_TASK DETAILS:_
Copy each line of the data beneath in which the word "sleep" appears.

_Saved data entries:_

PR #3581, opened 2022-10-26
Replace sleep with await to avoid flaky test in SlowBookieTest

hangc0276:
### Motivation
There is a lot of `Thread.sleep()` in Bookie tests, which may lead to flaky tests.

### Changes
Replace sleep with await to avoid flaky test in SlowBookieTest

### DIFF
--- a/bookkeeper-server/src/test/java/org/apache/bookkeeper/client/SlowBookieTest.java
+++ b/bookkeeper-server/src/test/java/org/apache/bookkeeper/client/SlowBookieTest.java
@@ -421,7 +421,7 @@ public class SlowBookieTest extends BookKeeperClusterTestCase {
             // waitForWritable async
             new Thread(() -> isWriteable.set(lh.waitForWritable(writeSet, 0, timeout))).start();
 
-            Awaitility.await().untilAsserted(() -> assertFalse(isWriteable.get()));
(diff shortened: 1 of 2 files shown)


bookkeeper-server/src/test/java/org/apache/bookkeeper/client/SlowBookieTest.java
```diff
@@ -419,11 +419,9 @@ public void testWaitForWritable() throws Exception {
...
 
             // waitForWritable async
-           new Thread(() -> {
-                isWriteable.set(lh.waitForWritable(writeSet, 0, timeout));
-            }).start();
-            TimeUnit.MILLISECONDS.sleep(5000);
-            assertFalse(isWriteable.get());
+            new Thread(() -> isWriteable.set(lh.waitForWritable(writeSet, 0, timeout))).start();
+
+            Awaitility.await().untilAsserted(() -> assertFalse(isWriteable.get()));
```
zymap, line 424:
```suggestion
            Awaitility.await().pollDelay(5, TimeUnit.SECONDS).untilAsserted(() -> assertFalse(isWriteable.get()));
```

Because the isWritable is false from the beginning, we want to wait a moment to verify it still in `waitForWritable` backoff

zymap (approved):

---

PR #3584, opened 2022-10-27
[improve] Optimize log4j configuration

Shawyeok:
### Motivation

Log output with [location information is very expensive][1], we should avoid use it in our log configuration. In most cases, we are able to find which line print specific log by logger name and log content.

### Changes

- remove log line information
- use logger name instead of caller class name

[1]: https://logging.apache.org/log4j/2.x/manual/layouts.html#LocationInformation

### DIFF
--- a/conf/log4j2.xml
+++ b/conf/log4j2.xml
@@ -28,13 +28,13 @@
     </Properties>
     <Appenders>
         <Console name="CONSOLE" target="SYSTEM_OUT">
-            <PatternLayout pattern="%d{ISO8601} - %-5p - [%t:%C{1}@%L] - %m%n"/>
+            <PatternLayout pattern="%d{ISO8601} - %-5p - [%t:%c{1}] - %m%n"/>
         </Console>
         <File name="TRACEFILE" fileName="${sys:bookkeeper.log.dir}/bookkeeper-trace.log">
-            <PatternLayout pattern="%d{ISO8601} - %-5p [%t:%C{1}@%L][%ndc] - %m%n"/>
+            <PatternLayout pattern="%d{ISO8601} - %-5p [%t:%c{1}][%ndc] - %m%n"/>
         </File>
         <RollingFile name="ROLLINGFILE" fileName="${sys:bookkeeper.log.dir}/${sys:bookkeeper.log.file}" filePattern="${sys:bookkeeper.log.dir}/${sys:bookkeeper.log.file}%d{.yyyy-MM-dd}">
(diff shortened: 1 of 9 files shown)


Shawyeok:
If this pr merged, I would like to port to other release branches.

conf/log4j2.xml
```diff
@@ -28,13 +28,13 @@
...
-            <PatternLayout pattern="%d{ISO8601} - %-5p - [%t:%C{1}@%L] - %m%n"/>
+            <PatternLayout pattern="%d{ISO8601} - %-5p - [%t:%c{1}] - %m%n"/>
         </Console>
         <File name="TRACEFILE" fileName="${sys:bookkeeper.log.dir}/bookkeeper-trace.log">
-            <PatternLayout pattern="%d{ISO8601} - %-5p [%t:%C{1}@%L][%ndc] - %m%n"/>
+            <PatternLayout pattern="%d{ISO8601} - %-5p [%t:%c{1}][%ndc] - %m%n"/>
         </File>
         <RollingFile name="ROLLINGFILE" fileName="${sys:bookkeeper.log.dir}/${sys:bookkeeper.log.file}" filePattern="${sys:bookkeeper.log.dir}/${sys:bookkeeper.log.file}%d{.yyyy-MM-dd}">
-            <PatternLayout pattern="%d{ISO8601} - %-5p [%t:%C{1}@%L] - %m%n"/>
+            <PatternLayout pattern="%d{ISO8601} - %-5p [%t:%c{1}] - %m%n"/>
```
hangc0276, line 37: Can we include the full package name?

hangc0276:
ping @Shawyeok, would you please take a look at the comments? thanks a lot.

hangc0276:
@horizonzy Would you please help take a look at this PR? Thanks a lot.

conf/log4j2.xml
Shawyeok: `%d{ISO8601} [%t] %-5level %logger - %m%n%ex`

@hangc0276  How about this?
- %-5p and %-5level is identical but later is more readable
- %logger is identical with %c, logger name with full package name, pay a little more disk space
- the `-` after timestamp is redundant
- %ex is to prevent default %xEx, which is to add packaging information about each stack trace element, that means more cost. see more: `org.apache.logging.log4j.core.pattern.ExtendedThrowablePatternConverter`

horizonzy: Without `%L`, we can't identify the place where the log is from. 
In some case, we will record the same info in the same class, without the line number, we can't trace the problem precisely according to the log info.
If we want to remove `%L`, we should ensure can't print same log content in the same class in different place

_SOLUTION FOR THIS EXERCISE:_
Replace sleep with await to avoid flaky test in SlowBookieTest
There is a lot of `Thread.sleep()` in Bookie tests, which may lead to flaky tests.
Replace sleep with await to avoid flaky test in SlowBookieTest
-            TimeUnit.MILLISECONDS.sleep(5000);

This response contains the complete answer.